START Records shown

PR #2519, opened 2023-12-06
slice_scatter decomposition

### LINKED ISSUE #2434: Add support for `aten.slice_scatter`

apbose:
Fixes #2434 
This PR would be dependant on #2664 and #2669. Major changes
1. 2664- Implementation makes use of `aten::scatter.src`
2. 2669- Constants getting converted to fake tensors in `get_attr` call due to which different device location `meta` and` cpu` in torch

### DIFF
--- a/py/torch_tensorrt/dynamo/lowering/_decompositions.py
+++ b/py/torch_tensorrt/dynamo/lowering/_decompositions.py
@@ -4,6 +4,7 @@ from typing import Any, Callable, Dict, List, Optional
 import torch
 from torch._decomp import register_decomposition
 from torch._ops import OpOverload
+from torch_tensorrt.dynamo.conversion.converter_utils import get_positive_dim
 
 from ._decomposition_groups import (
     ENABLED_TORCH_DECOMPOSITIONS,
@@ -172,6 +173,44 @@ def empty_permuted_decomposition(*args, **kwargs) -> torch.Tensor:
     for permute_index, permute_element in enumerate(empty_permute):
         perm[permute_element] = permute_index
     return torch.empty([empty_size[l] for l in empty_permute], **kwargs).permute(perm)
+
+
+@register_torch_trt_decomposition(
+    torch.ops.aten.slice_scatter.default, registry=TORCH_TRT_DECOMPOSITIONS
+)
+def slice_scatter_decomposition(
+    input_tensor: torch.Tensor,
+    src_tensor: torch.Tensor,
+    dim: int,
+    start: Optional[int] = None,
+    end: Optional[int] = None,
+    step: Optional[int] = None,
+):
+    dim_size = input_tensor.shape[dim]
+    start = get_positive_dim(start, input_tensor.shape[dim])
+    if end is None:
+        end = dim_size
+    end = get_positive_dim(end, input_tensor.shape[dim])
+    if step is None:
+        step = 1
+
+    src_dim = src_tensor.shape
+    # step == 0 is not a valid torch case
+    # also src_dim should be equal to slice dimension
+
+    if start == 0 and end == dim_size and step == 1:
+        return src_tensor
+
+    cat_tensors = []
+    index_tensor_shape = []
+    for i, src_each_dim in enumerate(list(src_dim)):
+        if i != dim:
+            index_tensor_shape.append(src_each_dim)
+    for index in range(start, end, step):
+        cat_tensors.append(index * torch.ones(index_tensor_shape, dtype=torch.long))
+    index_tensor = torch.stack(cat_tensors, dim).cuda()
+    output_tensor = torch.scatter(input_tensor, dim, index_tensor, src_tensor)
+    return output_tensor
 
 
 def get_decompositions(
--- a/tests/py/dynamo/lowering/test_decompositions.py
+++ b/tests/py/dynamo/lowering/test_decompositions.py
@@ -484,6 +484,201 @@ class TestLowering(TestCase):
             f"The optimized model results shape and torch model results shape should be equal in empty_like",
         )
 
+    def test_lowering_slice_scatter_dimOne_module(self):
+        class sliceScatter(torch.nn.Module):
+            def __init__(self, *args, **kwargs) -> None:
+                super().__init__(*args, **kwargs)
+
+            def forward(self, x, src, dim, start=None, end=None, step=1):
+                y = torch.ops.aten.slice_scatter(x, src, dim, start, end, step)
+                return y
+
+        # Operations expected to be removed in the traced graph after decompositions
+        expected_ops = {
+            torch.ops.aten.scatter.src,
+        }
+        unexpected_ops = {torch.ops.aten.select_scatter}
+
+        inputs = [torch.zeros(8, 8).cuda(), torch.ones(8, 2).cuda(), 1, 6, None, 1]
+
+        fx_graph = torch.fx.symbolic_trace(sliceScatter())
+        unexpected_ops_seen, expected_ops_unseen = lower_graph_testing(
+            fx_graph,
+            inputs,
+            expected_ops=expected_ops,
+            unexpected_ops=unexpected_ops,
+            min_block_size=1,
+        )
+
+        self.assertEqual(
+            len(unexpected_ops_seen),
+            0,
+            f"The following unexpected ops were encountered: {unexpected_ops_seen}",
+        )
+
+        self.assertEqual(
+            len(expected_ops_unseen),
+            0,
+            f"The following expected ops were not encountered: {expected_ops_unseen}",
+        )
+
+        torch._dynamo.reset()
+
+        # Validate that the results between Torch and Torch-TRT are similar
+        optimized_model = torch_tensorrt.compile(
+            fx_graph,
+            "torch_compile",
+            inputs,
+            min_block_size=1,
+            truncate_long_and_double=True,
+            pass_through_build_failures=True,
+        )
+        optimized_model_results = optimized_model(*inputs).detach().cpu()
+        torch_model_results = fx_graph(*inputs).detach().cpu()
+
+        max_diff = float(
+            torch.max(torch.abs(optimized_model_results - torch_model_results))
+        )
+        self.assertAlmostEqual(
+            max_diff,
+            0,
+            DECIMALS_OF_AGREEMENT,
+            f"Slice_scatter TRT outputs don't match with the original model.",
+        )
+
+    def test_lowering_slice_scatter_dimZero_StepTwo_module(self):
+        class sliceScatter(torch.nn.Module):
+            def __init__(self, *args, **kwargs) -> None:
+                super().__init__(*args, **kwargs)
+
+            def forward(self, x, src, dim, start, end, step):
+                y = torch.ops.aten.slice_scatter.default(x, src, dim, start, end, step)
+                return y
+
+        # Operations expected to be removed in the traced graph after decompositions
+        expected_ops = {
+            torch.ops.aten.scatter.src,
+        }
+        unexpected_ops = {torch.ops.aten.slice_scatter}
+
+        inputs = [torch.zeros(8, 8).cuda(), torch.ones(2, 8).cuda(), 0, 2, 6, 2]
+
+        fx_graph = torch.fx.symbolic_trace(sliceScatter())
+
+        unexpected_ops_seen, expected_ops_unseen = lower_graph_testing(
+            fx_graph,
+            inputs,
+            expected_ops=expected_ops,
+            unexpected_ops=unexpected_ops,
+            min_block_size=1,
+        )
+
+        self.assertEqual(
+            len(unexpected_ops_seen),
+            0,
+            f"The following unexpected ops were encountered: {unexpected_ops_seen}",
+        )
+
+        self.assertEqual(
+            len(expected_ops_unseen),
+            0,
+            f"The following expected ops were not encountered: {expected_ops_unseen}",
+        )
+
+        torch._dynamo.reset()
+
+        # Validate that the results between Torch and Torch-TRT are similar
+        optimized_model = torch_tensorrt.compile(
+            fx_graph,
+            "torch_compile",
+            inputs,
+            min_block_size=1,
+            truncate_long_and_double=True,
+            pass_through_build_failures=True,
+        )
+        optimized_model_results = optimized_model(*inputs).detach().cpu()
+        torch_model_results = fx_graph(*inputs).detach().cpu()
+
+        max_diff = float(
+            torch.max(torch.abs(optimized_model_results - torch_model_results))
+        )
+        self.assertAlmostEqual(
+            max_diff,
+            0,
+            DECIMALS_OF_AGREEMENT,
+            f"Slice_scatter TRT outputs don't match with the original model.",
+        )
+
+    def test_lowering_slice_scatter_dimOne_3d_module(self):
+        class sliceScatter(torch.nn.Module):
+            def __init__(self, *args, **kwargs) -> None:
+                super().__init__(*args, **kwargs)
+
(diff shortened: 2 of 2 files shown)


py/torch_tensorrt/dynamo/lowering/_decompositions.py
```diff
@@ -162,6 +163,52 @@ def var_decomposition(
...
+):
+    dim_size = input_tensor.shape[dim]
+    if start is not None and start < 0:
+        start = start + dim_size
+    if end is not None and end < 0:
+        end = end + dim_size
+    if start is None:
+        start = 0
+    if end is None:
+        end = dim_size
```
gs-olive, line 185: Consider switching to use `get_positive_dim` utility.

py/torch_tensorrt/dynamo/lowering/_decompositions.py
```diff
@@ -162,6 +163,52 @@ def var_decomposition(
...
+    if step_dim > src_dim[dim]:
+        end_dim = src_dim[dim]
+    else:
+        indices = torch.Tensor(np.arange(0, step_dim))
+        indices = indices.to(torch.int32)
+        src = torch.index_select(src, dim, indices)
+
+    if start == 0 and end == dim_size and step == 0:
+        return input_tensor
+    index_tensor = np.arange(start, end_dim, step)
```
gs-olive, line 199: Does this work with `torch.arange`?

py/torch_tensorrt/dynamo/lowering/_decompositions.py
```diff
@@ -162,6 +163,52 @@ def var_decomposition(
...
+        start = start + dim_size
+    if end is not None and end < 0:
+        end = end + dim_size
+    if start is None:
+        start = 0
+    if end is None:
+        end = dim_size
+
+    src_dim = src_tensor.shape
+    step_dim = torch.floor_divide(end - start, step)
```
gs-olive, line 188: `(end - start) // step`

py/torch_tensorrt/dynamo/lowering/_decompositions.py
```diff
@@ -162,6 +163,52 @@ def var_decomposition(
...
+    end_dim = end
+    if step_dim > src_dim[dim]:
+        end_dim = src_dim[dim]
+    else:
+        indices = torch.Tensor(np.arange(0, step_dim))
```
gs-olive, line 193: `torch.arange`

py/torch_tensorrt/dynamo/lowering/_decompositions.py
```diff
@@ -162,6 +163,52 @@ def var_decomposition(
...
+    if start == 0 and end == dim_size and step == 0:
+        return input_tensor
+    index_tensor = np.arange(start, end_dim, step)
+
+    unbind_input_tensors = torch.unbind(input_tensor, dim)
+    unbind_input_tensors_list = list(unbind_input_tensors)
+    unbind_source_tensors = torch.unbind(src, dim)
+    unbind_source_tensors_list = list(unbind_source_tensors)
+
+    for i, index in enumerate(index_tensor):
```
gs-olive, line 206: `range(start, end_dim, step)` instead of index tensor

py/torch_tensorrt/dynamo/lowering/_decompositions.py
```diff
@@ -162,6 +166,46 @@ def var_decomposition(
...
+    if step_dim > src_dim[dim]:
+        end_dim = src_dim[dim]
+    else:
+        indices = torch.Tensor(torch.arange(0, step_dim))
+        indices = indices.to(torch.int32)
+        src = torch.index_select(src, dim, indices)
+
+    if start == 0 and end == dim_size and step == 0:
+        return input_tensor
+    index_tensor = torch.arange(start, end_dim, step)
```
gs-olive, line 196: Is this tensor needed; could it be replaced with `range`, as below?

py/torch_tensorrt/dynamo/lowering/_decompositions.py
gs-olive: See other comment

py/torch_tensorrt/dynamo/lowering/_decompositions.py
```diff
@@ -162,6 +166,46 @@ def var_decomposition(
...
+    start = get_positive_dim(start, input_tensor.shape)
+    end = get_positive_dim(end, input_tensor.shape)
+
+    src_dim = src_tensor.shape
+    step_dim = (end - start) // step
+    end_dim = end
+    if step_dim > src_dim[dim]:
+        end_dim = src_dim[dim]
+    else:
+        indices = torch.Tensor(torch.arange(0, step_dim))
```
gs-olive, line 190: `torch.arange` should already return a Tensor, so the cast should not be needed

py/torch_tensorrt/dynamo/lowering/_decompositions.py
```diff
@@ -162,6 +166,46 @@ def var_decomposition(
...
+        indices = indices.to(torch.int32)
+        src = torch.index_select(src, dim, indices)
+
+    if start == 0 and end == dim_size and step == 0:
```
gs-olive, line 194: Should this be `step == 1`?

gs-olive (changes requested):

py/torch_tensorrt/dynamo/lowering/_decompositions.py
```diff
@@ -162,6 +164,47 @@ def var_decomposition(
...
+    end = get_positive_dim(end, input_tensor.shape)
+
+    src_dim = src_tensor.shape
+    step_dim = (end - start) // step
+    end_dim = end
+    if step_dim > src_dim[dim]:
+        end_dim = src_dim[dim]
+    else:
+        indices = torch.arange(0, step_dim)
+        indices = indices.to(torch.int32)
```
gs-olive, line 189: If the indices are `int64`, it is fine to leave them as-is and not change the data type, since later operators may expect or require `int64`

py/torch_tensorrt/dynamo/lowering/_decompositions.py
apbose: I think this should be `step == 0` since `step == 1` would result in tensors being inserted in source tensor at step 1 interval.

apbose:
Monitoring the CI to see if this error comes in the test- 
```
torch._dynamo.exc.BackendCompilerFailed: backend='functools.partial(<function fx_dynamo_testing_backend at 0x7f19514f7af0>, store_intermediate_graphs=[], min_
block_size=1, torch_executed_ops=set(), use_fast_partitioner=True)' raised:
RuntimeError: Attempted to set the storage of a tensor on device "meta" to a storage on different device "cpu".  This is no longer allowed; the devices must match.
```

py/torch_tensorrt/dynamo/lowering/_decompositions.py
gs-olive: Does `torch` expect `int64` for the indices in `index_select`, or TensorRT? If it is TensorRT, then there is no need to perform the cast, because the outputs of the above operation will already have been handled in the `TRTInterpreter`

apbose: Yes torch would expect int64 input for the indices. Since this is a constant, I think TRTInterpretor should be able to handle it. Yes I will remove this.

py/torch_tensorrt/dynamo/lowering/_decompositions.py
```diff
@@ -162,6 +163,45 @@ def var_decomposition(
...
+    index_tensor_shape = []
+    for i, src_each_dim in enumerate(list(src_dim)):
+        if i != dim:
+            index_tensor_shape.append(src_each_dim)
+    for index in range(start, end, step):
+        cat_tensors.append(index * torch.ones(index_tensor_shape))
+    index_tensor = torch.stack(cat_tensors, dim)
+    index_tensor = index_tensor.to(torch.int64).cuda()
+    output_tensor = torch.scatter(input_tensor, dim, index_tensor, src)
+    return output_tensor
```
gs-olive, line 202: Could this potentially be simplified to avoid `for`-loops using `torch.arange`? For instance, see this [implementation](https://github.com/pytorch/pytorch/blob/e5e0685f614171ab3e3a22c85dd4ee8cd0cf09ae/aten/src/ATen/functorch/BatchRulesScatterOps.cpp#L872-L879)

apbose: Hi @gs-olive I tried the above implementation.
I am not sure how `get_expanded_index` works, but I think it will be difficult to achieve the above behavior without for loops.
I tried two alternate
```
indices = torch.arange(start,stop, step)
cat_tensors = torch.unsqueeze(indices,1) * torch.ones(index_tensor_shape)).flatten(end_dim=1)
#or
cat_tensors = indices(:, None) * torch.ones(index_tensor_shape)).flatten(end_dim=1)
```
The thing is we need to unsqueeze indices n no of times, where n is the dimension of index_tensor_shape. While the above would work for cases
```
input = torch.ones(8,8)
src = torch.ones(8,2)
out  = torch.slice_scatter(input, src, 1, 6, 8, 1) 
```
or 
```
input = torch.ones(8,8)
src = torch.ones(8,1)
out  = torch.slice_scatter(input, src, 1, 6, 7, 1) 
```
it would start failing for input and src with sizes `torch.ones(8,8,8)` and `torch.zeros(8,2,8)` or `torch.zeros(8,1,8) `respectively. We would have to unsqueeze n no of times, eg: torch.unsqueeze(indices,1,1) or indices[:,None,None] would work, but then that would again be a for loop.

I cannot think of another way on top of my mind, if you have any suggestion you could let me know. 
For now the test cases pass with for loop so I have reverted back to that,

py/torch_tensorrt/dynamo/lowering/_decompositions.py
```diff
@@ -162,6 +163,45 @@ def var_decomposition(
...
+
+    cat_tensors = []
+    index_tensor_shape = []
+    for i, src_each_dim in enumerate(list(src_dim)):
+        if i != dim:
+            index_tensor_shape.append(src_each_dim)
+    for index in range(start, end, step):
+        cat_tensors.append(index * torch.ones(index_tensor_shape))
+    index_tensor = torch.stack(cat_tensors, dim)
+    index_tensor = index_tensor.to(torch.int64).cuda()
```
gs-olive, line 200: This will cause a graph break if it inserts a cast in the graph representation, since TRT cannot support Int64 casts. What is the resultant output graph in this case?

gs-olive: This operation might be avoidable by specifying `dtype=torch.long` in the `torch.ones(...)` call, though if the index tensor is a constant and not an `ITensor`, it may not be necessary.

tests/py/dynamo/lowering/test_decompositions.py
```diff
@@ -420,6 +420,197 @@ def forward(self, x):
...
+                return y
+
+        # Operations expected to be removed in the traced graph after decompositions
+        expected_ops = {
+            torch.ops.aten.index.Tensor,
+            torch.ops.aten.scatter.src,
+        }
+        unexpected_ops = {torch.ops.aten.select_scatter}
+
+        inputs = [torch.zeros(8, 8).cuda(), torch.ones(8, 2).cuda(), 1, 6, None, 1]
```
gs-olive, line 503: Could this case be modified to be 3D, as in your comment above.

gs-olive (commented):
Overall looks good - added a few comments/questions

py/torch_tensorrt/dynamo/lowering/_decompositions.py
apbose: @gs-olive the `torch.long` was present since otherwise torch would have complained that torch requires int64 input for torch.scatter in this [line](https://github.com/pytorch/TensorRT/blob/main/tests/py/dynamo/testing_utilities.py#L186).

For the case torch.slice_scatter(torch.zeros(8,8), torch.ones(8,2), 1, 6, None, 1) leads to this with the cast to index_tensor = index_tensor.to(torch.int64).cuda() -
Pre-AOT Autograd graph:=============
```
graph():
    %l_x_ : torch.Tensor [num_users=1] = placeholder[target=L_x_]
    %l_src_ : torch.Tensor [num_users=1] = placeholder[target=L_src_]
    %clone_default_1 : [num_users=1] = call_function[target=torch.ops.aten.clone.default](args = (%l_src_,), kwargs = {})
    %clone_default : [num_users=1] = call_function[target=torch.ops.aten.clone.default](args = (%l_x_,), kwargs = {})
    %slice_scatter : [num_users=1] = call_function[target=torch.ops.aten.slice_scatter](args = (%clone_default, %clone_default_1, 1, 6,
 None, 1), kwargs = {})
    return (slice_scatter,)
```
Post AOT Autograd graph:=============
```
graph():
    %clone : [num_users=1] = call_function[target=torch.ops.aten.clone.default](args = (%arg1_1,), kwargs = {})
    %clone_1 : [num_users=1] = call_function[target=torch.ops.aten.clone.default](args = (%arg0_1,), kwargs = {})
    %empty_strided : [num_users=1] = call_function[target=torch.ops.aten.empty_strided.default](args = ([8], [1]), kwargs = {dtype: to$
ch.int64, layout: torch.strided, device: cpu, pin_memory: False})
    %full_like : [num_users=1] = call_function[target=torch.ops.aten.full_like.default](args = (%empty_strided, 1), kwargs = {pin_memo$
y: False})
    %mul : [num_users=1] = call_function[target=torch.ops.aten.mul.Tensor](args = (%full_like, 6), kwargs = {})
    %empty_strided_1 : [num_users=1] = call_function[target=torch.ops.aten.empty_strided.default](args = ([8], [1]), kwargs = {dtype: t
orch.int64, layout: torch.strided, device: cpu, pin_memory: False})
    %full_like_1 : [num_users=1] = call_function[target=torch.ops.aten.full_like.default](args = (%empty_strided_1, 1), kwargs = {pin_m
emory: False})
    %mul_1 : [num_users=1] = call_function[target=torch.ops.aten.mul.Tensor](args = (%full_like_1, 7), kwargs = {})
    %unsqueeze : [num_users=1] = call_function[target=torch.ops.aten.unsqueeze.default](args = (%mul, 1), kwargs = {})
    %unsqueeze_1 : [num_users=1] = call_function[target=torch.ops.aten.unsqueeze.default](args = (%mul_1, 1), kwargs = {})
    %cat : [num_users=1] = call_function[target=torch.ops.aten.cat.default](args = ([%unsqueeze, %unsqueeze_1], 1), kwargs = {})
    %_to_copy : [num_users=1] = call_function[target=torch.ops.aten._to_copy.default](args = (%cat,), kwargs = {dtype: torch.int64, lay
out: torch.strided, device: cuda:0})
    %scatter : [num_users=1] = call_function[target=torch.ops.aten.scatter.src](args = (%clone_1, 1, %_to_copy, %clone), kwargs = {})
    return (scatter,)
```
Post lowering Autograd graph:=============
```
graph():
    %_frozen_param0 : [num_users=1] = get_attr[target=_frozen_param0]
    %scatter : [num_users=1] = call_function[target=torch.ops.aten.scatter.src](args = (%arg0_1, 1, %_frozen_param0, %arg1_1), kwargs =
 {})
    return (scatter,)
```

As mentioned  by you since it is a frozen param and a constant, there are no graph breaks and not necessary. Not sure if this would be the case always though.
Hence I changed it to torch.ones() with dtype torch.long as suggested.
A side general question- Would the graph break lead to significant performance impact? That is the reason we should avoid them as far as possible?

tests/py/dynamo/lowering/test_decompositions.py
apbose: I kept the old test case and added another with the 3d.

END Records shown

_Task description_:
Of all the entries above, how many lines contain the string "tried"? Answer with the number only.

_Written solution_:
2